[Stored items from a collection]

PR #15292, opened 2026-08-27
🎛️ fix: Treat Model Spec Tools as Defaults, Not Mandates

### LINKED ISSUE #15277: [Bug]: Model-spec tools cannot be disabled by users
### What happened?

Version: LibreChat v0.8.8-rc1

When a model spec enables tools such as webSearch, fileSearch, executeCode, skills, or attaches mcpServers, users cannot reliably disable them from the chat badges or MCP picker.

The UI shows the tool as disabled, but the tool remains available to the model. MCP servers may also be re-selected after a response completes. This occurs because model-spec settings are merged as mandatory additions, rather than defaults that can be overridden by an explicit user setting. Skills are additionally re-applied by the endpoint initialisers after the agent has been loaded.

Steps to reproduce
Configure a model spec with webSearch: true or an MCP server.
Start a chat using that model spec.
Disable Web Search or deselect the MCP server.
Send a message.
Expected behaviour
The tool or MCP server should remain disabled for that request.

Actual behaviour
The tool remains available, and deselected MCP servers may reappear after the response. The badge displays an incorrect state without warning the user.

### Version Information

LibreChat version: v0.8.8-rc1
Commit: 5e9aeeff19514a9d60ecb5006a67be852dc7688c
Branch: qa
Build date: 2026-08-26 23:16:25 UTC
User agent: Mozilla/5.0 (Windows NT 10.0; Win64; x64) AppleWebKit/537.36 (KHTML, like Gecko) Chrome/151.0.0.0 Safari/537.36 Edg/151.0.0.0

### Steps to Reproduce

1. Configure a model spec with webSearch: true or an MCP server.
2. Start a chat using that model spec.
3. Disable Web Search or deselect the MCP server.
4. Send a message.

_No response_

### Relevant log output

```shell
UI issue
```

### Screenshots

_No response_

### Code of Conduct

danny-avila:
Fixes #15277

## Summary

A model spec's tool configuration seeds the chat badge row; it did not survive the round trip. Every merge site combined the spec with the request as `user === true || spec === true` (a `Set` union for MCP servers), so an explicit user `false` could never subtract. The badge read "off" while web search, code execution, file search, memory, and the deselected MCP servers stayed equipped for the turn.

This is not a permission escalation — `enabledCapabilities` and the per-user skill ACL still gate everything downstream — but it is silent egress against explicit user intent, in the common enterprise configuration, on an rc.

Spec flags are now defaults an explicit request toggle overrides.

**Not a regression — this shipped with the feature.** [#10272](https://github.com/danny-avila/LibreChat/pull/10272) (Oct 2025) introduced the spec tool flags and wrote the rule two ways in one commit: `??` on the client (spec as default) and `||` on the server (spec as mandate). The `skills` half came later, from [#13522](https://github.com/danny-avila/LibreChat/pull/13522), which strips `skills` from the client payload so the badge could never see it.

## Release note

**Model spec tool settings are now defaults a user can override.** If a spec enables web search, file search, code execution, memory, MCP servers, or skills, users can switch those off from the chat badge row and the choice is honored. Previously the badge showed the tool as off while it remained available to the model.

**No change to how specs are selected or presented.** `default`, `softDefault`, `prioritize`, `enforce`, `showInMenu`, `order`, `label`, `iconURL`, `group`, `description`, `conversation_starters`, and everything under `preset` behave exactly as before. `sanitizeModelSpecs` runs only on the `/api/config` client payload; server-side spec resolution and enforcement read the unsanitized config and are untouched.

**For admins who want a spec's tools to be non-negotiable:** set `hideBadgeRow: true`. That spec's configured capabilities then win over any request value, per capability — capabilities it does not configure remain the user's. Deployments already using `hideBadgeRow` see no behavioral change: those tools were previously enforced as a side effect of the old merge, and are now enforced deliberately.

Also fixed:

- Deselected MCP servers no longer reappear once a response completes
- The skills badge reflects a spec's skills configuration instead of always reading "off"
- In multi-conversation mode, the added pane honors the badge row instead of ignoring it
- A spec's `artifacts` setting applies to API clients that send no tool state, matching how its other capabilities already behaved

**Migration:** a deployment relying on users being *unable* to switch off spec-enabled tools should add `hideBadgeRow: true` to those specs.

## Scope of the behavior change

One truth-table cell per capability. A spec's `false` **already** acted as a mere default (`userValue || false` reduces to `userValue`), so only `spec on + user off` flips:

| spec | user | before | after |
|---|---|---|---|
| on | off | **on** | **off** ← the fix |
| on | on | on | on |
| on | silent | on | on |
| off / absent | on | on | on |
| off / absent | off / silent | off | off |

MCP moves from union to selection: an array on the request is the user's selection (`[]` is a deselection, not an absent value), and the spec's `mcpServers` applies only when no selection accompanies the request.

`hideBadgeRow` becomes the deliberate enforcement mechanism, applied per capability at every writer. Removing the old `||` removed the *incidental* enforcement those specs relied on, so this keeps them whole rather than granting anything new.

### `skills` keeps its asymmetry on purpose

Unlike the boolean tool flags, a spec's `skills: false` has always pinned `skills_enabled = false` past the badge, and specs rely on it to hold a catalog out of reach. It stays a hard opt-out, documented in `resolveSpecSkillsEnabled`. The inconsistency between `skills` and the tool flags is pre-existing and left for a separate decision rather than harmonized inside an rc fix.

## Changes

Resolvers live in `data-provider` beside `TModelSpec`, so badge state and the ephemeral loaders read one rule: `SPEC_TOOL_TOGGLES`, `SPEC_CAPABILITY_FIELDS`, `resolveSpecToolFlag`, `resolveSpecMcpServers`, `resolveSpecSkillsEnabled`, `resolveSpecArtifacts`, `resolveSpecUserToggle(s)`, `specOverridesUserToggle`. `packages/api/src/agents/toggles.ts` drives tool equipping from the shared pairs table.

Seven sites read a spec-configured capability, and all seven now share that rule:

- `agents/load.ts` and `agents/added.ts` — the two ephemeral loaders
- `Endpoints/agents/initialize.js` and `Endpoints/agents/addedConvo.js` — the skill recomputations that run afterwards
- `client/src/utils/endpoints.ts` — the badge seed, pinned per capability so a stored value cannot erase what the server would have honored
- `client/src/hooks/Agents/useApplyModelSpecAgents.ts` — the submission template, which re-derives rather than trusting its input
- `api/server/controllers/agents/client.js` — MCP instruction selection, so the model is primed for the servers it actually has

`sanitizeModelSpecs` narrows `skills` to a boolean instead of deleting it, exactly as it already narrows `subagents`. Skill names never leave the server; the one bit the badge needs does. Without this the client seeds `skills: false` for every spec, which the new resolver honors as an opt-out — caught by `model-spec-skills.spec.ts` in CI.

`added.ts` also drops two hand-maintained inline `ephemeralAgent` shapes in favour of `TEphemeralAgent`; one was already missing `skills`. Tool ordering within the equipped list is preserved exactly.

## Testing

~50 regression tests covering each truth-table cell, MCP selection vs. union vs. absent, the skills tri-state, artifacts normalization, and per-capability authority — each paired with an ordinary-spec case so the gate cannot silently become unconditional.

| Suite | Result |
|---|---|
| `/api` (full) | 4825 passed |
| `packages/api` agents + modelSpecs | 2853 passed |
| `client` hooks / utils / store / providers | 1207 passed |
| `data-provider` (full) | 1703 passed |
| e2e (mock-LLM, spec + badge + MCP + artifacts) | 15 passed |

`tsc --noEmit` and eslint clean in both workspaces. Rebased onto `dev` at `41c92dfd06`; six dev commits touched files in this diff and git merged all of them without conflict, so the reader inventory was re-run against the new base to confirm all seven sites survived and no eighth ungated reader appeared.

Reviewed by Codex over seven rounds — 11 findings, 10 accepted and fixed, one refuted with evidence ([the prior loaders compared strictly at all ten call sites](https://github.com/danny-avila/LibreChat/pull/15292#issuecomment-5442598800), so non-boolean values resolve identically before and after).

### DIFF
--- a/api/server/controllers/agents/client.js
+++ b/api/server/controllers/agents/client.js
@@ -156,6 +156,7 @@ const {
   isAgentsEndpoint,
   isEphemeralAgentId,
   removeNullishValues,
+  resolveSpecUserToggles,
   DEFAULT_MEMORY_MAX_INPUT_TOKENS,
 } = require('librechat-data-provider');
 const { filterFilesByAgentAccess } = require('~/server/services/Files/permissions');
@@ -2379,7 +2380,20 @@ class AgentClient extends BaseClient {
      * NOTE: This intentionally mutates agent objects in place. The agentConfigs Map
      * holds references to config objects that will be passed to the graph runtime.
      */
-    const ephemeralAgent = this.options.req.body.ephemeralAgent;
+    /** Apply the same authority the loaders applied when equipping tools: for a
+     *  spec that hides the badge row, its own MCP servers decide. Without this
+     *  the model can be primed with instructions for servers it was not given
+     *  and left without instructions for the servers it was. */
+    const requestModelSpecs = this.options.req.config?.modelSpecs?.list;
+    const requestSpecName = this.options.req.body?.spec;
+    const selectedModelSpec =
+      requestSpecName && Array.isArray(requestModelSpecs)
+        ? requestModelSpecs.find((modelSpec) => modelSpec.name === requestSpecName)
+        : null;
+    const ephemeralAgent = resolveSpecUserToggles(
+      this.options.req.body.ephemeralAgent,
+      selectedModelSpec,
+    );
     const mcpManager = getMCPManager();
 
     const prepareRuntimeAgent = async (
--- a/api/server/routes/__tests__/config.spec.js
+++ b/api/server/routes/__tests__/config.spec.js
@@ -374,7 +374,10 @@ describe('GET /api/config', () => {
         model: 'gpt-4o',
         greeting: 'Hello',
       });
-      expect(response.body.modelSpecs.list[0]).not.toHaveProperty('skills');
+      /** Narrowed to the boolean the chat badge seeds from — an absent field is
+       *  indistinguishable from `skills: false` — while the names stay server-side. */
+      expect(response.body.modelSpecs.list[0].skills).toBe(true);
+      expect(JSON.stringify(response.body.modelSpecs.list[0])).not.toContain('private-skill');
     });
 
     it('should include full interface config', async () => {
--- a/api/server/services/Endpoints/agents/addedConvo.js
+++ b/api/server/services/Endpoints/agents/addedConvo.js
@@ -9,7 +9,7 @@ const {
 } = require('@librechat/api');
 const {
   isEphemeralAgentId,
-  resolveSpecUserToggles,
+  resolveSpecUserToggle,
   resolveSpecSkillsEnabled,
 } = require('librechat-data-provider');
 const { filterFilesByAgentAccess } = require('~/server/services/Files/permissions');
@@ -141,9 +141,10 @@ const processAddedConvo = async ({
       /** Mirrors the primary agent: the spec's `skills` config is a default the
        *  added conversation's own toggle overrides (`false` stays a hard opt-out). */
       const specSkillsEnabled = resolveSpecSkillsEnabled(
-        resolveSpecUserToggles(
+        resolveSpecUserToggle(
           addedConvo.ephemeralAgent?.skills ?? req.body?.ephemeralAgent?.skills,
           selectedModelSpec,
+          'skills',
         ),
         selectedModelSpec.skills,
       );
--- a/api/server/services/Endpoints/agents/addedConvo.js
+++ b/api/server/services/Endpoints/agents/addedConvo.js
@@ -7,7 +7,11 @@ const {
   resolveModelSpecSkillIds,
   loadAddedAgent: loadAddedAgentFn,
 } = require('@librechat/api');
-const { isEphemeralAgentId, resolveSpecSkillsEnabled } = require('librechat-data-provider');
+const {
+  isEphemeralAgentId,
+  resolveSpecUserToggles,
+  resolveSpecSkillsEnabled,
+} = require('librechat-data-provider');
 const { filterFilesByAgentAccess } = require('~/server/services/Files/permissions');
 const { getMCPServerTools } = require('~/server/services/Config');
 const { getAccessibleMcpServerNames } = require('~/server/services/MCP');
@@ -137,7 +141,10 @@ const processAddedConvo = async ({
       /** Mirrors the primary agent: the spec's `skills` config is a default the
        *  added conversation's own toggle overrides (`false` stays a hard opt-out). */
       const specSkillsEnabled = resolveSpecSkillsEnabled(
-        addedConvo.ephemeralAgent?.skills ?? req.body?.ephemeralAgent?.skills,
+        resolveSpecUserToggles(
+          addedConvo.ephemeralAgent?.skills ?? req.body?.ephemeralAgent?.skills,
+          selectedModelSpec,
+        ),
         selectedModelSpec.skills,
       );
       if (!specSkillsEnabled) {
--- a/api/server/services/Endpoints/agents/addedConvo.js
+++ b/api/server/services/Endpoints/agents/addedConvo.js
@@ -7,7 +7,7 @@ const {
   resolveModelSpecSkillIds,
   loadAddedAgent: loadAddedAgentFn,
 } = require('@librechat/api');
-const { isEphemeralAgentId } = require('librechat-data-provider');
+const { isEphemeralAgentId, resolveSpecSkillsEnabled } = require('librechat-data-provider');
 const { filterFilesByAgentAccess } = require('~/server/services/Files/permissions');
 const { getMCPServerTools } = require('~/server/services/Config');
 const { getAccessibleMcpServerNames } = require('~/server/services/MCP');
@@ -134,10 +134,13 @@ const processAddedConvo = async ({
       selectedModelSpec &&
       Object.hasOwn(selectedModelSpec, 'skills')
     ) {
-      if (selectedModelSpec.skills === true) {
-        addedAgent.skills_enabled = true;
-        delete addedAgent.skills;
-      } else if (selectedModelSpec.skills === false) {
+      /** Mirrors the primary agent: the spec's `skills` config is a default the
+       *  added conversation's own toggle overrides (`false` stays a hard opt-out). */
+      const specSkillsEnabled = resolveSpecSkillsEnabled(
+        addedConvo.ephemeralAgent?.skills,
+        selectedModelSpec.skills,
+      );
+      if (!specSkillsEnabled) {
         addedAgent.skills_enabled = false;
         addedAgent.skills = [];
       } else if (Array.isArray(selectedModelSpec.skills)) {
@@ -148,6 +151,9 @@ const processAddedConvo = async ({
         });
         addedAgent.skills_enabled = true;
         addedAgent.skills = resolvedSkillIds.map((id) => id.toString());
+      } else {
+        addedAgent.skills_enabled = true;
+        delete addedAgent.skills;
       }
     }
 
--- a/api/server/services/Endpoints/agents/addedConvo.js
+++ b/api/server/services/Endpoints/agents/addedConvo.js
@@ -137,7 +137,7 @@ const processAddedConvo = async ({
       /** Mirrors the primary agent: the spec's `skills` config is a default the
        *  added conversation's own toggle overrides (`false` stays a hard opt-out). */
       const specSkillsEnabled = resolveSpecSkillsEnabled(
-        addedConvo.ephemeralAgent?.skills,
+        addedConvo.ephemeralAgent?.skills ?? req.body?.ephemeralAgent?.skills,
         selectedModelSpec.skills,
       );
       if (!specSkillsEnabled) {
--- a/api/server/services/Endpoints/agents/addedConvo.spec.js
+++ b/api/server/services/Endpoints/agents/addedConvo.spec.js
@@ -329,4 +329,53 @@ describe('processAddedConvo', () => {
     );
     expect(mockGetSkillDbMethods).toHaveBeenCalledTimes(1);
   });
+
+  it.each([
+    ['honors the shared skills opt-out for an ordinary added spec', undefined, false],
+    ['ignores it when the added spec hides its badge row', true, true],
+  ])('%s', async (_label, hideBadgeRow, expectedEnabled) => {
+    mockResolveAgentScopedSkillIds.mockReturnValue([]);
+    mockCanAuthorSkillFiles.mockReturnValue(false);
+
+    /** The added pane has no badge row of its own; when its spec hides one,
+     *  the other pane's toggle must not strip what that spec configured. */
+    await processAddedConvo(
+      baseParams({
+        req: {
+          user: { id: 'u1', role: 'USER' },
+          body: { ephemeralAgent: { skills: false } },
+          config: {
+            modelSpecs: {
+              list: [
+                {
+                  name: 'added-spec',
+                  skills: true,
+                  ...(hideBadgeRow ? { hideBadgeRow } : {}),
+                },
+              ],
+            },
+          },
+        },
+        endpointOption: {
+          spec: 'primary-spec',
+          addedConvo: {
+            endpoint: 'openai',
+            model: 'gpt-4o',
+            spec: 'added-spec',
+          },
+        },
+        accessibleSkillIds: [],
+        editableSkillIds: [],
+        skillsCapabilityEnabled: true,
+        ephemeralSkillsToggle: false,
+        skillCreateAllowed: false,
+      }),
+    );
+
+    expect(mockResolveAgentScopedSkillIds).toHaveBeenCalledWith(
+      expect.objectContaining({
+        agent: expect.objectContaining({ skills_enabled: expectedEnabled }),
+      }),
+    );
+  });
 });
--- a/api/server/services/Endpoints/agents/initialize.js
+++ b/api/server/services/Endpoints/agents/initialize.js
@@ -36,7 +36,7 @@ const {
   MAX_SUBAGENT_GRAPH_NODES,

* [WHAT YOU HAVE TO DO]: Look above for the line containing "### Relevant log output". Output from there through the line containing "remained available to the model.", exactly and inclusively.

* [ANSWER]:
### Relevant log output

```shell
UI issue
```

### Screenshots

_No response_

### Code of Conduct

danny-avila:
Fixes #15277

## Summary

A model spec's tool configuration seeds the chat badge row; it did not survive the round trip. Every merge site combined the spec with the request as `user === true || spec === true` (a `Set` union for MCP servers), so an explicit user `false` could never subtract. The badge read "off" while web search, code execution, file search, memory, and the deselected MCP servers stayed equipped for the turn.

This is not a permission escalation — `enabledCapabilities` and the per-user skill ACL still gate everything downstream — but it is silent egress against explicit user intent, in the common enterprise configuration, on an rc.

Spec flags are now defaults an explicit request toggle overrides.

**Not a regression — this shipped with the feature.** [#10272](https://github.com/danny-avila/LibreChat/pull/10272) (Oct 2025) introduced the spec tool flags and wrote the rule two ways in one commit: `??` on the client (spec as default) and `||` on the server (spec as mandate). The `skills` half came later, from [#13522](https://github.com/danny-avila/LibreChat/pull/13522), which strips `skills` from the client payload so the badge could never see it.

## Release note

**Model spec tool settings are now defaults a user can override.** If a spec enables web search, file search, code execution, memory, MCP servers, or skills, users can switch those off from the chat badge row and the choice is honored. Previously the badge showed the tool as off while it remained available to the model.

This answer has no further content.